Each record below needs to be retyped exactly.
**** RECORDS FOR THE TASK
PR #2865, opened 2025-12-20
Renew spread illustrations

iherman:
With a number of spread related properties outdated, most of the old illustrations became unused, and are removed (from that part of) the repository. 

The two remaining illustrations have been updated (also handling #2845) using images.

***
<a href="https://pr-preview.s3.amazonaws.com/w3c/epub-specs/pull/2865.html" title="Last updated on Dec 20, 2025, 12:20 PM UTC (b58535a)">Preview</a> | <a href="https://pr-preview.s3.amazonaws.com/w3c/epub-specs/2865/6ad59e3...b58535a.html" title="Last updated on Dec 20, 2025, 12:20 PM UTC (b58535a)">Diff</a>


HadrienGardeur:
@iherman did you intentionally moved from a CC-licensed to a public domain publication for any particular reason?

I think that ideally we could use examples that illustrate really well the need for these properties.

This means:

- using a freely licensed continuously scrolled comic for roll
- and a publication where spreads are important for spread placement

iherman:
> @iherman did you intentionally moved from a CC-licensed to a public domain publication for any particular reason?
> 

I did not do it due to the licensing thing. The xkcd that I used previously had the downside that it consists of barely three "plates", which meant that correctly illustrating things was not really possible (see also #2845). This collection is larger and it also has the advantage of making very clear what the correct order/sequence is (ie, letters).

Does it make any difference for us if it is CC or simply public domain? I do not see any.

> I think that ideally we could use examples that illustrate really well the need for these properties.
> 
> This means:
> 
> * using a freely licensed continuously scrolled comic for roll
> * and a publication where spreads are important for spread placement

I am all open for alternatives, but I have the impression that, at least for these two illustrations, this example works. Even if we had a "real" comics, we would end up making screen dumps and illustration like these in the spec itself.

(Although the original of these images is a PDF file on the LoC site, I have the impression that it would make a perfect children's book in FXL, though not necessarily roll. But @sueneu is the person who has experience in this area...)

reidmore-online (approved):

dalerrogers:
I have a poetry comic that I'm willing to relicense for this purpose. It is hybrid. It has reflowable elements, fixed layout elements, and spread content. Let me know.

iherman:
> I have a poetry comic that I'm willing to relicense for this purpose. It is hybrid. It has reflowable elements, fixed layout elements, and spread content. Let me know.

Thanks. We will have to update the test suite for all this section; it may come handy!

HadrienGardeur:
> Does it make any difference for us if it is CC or simply public domain? I do not see any.

I was just wondering if there was a particular reason, which doesn't seem to be the case.

I'll investigate whether I can find any CC-licensed continuously scrolled comic, but in the meantime this looks good to me.

HadrienGardeur (approved):

iherman:
@mattgarrish @sueneu @shiestyle : any problems merging this? This is a purely editorial set of changes, nothing formal about it...

sueneu:
I am OK with merging this

shiestyle (approved):
I'm OK, too.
********
ANSWER BELOW:
PR #2865, opened 2025-12-20
Renew spread illustrations

iherman:
With a number of spread related properties outdated, most of the old illustrations became unused, and are removed (from that part of) the repository. 

The two remaining illustrations have been updated (also handling #2845) using images.

***
<a href="https://pr-preview.s3.amazonaws.com/w3c/epub-specs/pull/2865.html" title="Last updated on Dec 20, 2025, 12:20 PM UTC (b58535a)">Preview</a> | <a href="https://pr-preview.s3.amazonaws.com/w3c/epub-specs/2865/6ad59e3...b58535a.html" title="Last updated on Dec 20, 2025, 12:20 PM UTC (b58535a)">Diff</a>


HadrienGardeur:
@iherman did you intentionally moved from a CC-licensed to a public domain publication for any particular reason?

I think that ideally we could use examples that illustrate really well the need for these properties.

This means:

- using a freely licensed continuously scrolled comic for roll
- and a publication where spreads are important for spread placement

iherman:
> @iherman did you intentionally moved from a CC-licensed to a public domain publication for any particular reason?
> 

I did not do it due to the licensing thing. The xkcd that I used previously had the downside that it consists of barely three "plates", which meant that correctly illustrating things was not really possible (see also #2845). This collection is larger and it also has the advantage of making very clear what the correct order/sequence is (ie, letters).

Does it make any difference for us if it is CC or simply public domain? I do not see any.

> I think that ideally we could use examples that illustrate really well the need for these properties.
> 
> This means:
> 
> * using a freely licensed continuously scrolled comic for roll
> * and a publication where spreads are important for spread placement

I am all open for alternatives, but I have the impression that, at least for these two illustrations, this example works. Even if we had a "real" comics, we would end up making screen dumps and illustration like these in the spec itself.

(Although the original of these images is a PDF file on the LoC site, I have the impression that it would make a perfect children's book in FXL, though not necessarily roll. But @sueneu is the person who has experience in this area...)

reidmore-online (approved):

dalerrogers:
I have a poetry comic that I'm willing to relicense for this purpose. It is hybrid. It has reflowable elements, fixed layout elements, and spread content. Let me know.

iherman:
> I have a poetry comic that I'm willing to relicense for this purpose. It is hybrid. It has reflowable elements, fixed layout elements, and spread content. Let me know.

Thanks. We will have to update the test suite for all this section; it may come handy!

HadrienGardeur:
> Does it make any difference for us if it is CC or simply public domain? I do not see any.

I was just wondering if there was a particular reason, which doesn't seem to be the case.

I'll investigate whether I can find any CC-licensed continuously scrolled comic, but in the meantime this looks good to me.

HadrienGardeur (approved):

iherman:
@mattgarrish @sueneu @shiestyle : any problems merging this? This is a purely editorial set of changes, nothing formal about it...

sueneu:
I am OK with merging this

shiestyle (approved):
I'm OK, too.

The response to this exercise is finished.